Data extract
PR #384, opened 2026-05-14
Fix RHELOSP-176036 and RHELOSP-176038 sensubility health status tests

danpawlik:
Both tests were failing because the script that is running inside the collectd container (collectd_check_health.py; check /etc/collectd-sensubility.conf config file in the collectd container) contains `.*_cron` in SKIP_LIST names that will ignore for checking current status. Instead of fixing the regex `(.*_cron$)`, let's use another container name, that would not affect later tests.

Task details
In full and word for word, restate the data.

Your solution
PR #384, opened 2026-05-14
Fix RHELOSP-176036 and RHELOSP-176038 sensubility health status tests

danpawlik:
Both tests were failing because the script that is running inside the collectd container (collectd_check_health.py; check /etc/collectd-sensubility.conf config file in the collectd container) contains `.*_cron` in SKIP_LIST names that will ignore for checking current status. Instead of fixing the regex `(.*_cron$)`, let's use another container name, that would not affect later tests.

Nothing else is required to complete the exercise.